# [ASSIGNED TASK]
Quote every line below exactly as it reads.
══ EXTRACTED MATERIAL
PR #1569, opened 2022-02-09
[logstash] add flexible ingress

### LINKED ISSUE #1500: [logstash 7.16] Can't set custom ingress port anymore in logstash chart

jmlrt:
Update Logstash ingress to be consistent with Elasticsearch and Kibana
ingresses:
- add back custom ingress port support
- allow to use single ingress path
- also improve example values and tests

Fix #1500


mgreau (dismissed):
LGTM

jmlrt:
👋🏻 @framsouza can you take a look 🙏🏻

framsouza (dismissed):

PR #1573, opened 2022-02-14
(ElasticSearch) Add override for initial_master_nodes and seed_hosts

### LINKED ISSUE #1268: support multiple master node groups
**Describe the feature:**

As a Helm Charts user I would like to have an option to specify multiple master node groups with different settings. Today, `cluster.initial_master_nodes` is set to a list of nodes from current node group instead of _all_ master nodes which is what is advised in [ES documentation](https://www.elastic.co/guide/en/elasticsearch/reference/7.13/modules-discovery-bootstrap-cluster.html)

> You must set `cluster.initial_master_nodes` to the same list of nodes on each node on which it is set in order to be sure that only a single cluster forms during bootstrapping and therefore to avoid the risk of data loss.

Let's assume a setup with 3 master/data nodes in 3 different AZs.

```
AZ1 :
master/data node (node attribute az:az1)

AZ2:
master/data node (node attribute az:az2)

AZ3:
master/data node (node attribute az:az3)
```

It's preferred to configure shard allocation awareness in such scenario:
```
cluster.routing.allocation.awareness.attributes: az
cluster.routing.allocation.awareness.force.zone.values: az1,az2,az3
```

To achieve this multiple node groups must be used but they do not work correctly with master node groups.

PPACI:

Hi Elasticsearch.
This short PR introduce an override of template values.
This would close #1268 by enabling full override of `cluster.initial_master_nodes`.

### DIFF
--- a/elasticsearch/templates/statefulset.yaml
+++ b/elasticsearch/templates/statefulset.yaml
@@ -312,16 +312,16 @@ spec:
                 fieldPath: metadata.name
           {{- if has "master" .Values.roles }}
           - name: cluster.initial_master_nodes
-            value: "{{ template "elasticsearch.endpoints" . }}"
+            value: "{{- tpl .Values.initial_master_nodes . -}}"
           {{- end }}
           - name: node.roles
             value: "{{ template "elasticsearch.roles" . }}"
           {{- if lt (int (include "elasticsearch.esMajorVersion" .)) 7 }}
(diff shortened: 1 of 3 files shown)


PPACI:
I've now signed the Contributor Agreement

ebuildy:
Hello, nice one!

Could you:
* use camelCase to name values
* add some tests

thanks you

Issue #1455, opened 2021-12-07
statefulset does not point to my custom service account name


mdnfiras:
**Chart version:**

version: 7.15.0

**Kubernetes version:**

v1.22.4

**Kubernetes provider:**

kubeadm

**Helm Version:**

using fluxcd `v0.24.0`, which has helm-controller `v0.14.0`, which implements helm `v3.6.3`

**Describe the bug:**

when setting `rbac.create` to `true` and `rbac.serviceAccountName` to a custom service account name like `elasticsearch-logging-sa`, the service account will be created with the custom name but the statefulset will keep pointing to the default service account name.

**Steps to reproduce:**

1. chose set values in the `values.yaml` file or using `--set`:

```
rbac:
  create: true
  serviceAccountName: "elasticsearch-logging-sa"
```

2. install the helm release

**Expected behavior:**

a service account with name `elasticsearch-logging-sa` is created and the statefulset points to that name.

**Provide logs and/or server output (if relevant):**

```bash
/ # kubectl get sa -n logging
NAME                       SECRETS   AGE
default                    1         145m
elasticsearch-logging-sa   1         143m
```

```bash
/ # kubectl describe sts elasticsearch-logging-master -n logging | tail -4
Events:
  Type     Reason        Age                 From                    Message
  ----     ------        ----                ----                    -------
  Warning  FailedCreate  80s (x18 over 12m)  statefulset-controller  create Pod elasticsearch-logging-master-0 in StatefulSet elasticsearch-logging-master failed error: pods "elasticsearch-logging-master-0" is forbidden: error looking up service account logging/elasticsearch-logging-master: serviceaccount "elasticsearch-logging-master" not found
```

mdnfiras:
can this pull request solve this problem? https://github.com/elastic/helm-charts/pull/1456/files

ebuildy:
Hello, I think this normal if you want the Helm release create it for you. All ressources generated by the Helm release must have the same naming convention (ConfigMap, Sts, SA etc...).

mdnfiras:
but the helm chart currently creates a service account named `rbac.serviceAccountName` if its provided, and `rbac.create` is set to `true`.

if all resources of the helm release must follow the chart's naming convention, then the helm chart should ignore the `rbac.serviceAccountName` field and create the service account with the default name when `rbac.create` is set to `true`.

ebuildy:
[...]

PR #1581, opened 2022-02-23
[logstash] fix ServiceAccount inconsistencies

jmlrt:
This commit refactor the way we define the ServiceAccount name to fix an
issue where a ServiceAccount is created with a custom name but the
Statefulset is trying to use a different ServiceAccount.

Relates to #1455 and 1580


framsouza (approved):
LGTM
════
# [RESULT]
PR #1569, opened 2022-02-09
[logstash] add flexible ingress

### LINKED ISSUE #1500: [logstash 7.16] Can't set custom ingress port anymore in logstash chart

jmlrt:
Update Logstash ingress to be consistent with Elasticsearch and Kibana
ingresses:
- add back custom ingress port support
- allow to use single ingress path
- also improve example values and tests

Fix #1500


mgreau (dismissed):
LGTM

jmlrt:
👋🏻 @framsouza can you take a look 🙏🏻

framsouza (dismissed):

PR #1573, opened 2022-02-14
(ElasticSearch) Add override for initial_master_nodes and seed_hosts

### LINKED ISSUE #1268: support multiple master node groups
**Describe the feature:**

As a Helm Charts user I would like to have an option to specify multiple master node groups with different settings. Today, `cluster.initial_master_nodes` is set to a list of nodes from current node group instead of _all_ master nodes which is what is advised in [ES documentation](https://www.elastic.co/guide/en/elasticsearch/reference/7.13/modules-discovery-bootstrap-cluster.html)

> You must set `cluster.initial_master_nodes` to the same list of nodes on each node on which it is set in order to be sure that only a single cluster forms during bootstrapping and therefore to avoid the risk of data loss.

Let's assume a setup with 3 master/data nodes in 3 different AZs.

```
AZ1 :
master/data node (node attribute az:az1)

AZ2:
master/data node (node attribute az:az2)

AZ3:
master/data node (node attribute az:az3)
```

It's preferred to configure shard allocation awareness in such scenario:
```
cluster.routing.allocation.awareness.attributes: az
cluster.routing.allocation.awareness.force.zone.values: az1,az2,az3
```

To achieve this multiple node groups must be used but they do not work correctly with master node groups.

PPACI:

Hi Elasticsearch.
This short PR introduce an override of template values.
This would close #1268 by enabling full override of `cluster.initial_master_nodes`.

### DIFF
--- a/elasticsearch/templates/statefulset.yaml
+++ b/elasticsearch/templates/statefulset.yaml
@@ -312,16 +312,16 @@ spec:
                 fieldPath: metadata.name
           {{- if has "master" .Values.roles }}
           - name: cluster.initial_master_nodes
-            value: "{{ template "elasticsearch.endpoints" . }}"
+            value: "{{- tpl .Values.initial_master_nodes . -}}"
           {{- end }}
           - name: node.roles
             value: "{{ template "elasticsearch.roles" . }}"
           {{- if lt (int (include "elasticsearch.esMajorVersion" .)) 7 }}
(diff shortened: 1 of 3 files shown)


PPACI:
I've now signed the Contributor Agreement

ebuildy:
Hello, nice one!

Could you:
* use camelCase to name values
* add some tests

thanks you

Issue #1455, opened 2021-12-07
statefulset does not point to my custom service account name


mdnfiras:
**Chart version:**

version: 7.15.0

**Kubernetes version:**

v1.22.4

**Kubernetes provider:**

kubeadm

**Helm Version:**

using fluxcd `v0.24.0`, which has helm-controller `v0.14.0`, which implements helm `v3.6.3`

**Describe the bug:**

when setting `rbac.create` to `true` and `rbac.serviceAccountName` to a custom service account name like `elasticsearch-logging-sa`, the service account will be created with the custom name but the statefulset will keep pointing to the default service account name.

**Steps to reproduce:**

1. chose set values in the `values.yaml` file or using `--set`:

```
rbac:
  create: true
  serviceAccountName: "elasticsearch-logging-sa"
```

2. install the helm release

**Expected behavior:**

a service account with name `elasticsearch-logging-sa` is created and the statefulset points to that name.

**Provide logs and/or server output (if relevant):**

```bash
/ # kubectl get sa -n logging
NAME                       SECRETS   AGE
default                    1         145m
elasticsearch-logging-sa   1         143m
```

```bash
/ # kubectl describe sts elasticsearch-logging-master -n logging | tail -4
Events:
  Type     Reason        Age                 From                    Message
  ----     ------        ----                ----                    -------
  Warning  FailedCreate  80s (x18 over 12m)  statefulset-controller  create Pod elasticsearch-logging-master-0 in StatefulSet elasticsearch-logging-master failed error: pods "elasticsearch-logging-master-0" is forbidden: error looking up service account logging/elasticsearch-logging-master: serviceaccount "elasticsearch-logging-master" not found
```

mdnfiras:
can this pull request solve this problem? https://github.com/elastic/helm-charts/pull/1456/files

ebuildy:
Hello, I think this normal if you want the Helm release create it for you. All ressources generated by the Helm release must have the same naming convention (ConfigMap, Sts, SA etc...).

mdnfiras:
but the helm chart currently creates a service account named `rbac.serviceAccountName` if its provided, and `rbac.create` is set to `true`.

if all resources of the helm release must follow the chart's naming convention, then the helm chart should ignore the `rbac.serviceAccountName` field and create the service account with the default name when `rbac.create` is set to `true`.

ebuildy:
[...]

PR #1581, opened 2022-02-23
[logstash] fix ServiceAccount inconsistencies

jmlrt:
This commit refactor the way we define the ServiceAccount name to fix an
issue where a ServiceAccount is created with a custom name but the
Statefulset is trying to use a different ServiceAccount.

Relates to #1455 and 1580


framsouza (approved):
LGTM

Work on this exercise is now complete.